_EXERCISE DETAILS_:
Look through the records and report how many lines include the word "rotation", with no other words.

******

PR #6050, opened 2021-05-03
Run tests in both Circle and TestFaster

actgardner:
Run tests in a large Circle VM and a TestFaster VM at the same time. This doesn't include any optimizations for Circle builds, but it passes consistently in ~20 minutes.


nitinjainsj (approved):
LGTM

PR #6051, opened 2021-05-03
Fix TestRegisterDefaultArgs to expect pachd address to point at the Client's configured host

acohen4:


actgardner (approved):
LGTM, thanks for turning this around quickly!

PR #6055, opened 2021-05-04
RevokeTokensForUser is a cluster permission

actgardner:
`/auth.API/RevokeAuthTokensForUser` was in the auth middleware as `authenticated`, but it has some abuse potential. This makes it a cluster permissions reserved for admins.


acohen4 (approved):
LGTM!

PR #6057, opened 2021-05-04
Prevent users from revoking root and pps tokens

actgardner:
This is a small change to make it harder for users to break their cluster.


acohen4 (approved):
good catch!

PR #6060, opened 2021-05-04
Rotate Auth Token gRPC + CLI

acohen4:
Changes:

- gRPC implementation to handle token rotation
- CLI command (`pachctl auth rotate-root-token`) that exposes gRPC
- gRPC + CLI tests
- Include gRPC in Admin Role permissions


src/server/auth/server/api_server.go
```diff
@@ -362,6 +362,48 @@ func (a *apiServer) Activate(ctx context.Context, req *auth.ActivateRequest) (re
...
+
+	// If the token hash was in the request, use it and return an empty response.
+	// Otherwise generate a new random token.
+	pachToken := req.PachToken
+	if pachToken == "" {
+		pachToken = uuid.NewWithoutDashes()
+	}
+
+	var err error
+	if req.TTL > 0 {
```
acohen4, line 395: I'm conflicted as to whether to expose TTL in the command. On one hand it makes sense to give the admin the power to control the TTL of a new token for a user. On the other by carelessly omitting a TTL value, they grant the token indefinite lifetime.

We could instead have the default value be a Standard length of time, and to declare indefinite lifetime, we could pass another flag, or pass a negative value.

What are your thoughts here @actgardner ?

acohen4:
hey @actgardner , the PR you recently made to prevent token revocation for root and pps users brought up a timely edge case to mind. 

Should token rotation work normally for the root user? I ask because a rotation implies a revocation of previous tokens followed by the creation of new ones

actgardner:
@acohen4 I think I didn't provide a great explanation of this ticket, that's my bad. The problem we're trying to solve is that for most users, if you revoke their tokens because they leaked, they can just log in again. Or if it's a robot user, you make a new token. That doesn't need to be an atomic operation because there's no risk of totally losing access to the cluster.

Atomically rotating tokens _only_ makes sense for the root token, because we have an invariant that there must always be one root token (to ensure users don't get locked out of the cluster). We need some way for the root token to be revoked if it was committed to a git repo, for instance, but we also need to ensure the user gets a new token. This isn't true for any other type of token, because there's no risk of users permanently losing access to the cluster.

******

_SOLUTION_:
2